# Lamancha wether, how big should he be?



## Pamela (Jul 1, 2016)

I have an approximately year old lamancha wether. When will he reach his full size? He has never been sickly, just small. He I about the same size as my 4 month old Nubian buckling. Maybe he's a mini? I need to sell him. What would be a decent asking price?


----------



## TAH (Jul 1, 2016)

I normally sell my wethers for 75-100 dollar's


----------



## Southern by choice (Sep 10, 2016)

We sell by the pound if they go for meat.
They don't reach their full size for several years.
By 2 he should be about 175-200 lbs
At one year he could have a big range anywhere from a small 100 lbs to150 lbs


----------



## Pamela (Sep 10, 2016)

I sold him for $80 along with our little kinder/Boer cross wether. I got $80 for him as well. Then I turned right around and put that money towards 4 beautiful full blood Boer doelings to breed to my buck. Boers sell the best around here. I love goats, and would like a bit of money, so why not?


----------



## Goat Whisperer (Sep 10, 2016)

Pamela said:


> I love goats, and would like a bit of money, so why not?

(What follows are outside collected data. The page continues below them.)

PR #1111, opened 2021-10-07
Update everything before minor release

jayconrod:
* Updated to rules_go v0.29.0. This is now the minimum supported version, since Gazelle no longer generates `go_tool_library` targets in `org_golang_x_tools` which are needed when that repository is generated with `go_repository` in older versions of rules_go.
* Updated to Go 1.17.1.
* Updated all dependencies.
* Updated hardcoded Go and proto import resolution tables (only used when Gazelle is built by the go tool, not by Bazel).


BUILD.bazel
```diff
@@ -97,3 +97,9 @@ bzl_library(
         "@bazel_tools//tools/build_defs/repo:git.bzl",
     ],
 )
+
+bzl_library(
```
robfig, line 101: What's this for?

robfig (approved):
Nice, thanks! Just one question

BUILD.bazel
jayconrod: Good catch. Added accidentally.

PR #1113, opened 2021-10-11
language/go: set golang.org/x/tools/go/analysis/internal/facts to public visibility

robfig:
ce6d56176c9d2d2714aaaf57cf4ce755de6bfeee broke configurations which
bring their own x/tools go_repository and use nogo, because the
rules_go public visibility patch is lost and nogo's dependency on the
internal/facts package breaks the build.

Having Gazelle set that package's go_library to public seems to be the
best fix here.


achew22 (approved):

robfig:
Oh! nogo is referring to the alias, not the real library rule, and that one still has restricted visibility. Working on it..

Issue #763, opened 2020-04-17
Investigate migrating documentation to Stardoc


jayconrod:
[Stardoc](https://github.com/bazelbuild/stardoc) is a documentation generator for Bazel rules, providers, and other definitions.

Currently, Gazelle documentation is maintained separately from the implementation, so it's easy for it to drift.

We should investigate whether Stardoc is a viable replacement for the current documentation. If it is, we should migrate the current documentation to generated Stardoc.

Analogous rules_go issue bazelbuild/rules_go#762.

alexeagle:
@achew22 now that we've committed to having some markdown in the repository, for documentation that's output by stardoc, what do you think about having a mix of rst and markdown in the long-term? Or should I also run the remaining docs through something like pandoc to translate them to markdown as well so there's only one markup language? IMO we should do the latter.

achew22:
I think that's a great idea. Let's leave this issue open to group all the work that needs to be done, but I appreciate all the work. Thank you!

PR #1123, opened 2021-10-21
Stardoc generates repository.md

alexeagle:
This is a mirror of the content in repository.rst, allowing us to manually inspect the delta between them:
LHS https://github.com/bazelbuild/bazel-gazelle/blob/master/repository.rst
RHS https://github.com/aspect-dev/bazel-gazelle/blob/stardoc/repository.md

As soon as we are satisfied that the generated content is correct, we'll delete repository.rst and update any links to it.
(This could happen as part of this PR, or subsequent)

Technique: copied doc strings out of existing rst file into the starlark files. Transcribed rst syntax to markdown.

First step in addressing #763
Remaining steps will be to rinse-and-repeat for other .rst files containing rule APIs


alexeagle:
yup, I noticed the same thing while diffing them.

even with stardoc given
```
symbol_names = [
    "go_repository",
    "git_repository",
    "http_archive",
],
```
they still appear alphabetically in the generated file. So I don't think this is possible with stardoc's current public API

PR #1127, opened 2021-11-01
Added `rule.AddAlias` func to support loading aliased symbols

### LINKED ISSUE #1126: Add a function `rule.AddAlias` to support loading aliased symbols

I'm sorry Pamela, I think you have that wrong..........I thought folks who want to loose money get into goats?


----------



## frustratedearthmother (Sep 10, 2016)




----------



## Pamela (Sep 10, 2016)

That's why I said, a bit of money. We've raised animals of some kind or the other for 23 years. I don't think we've ever made a dime, with the exception of the kid's 4h projects. Even there, we've probably lost more than we've made. Oh well. The joy is in the journey, right?


----------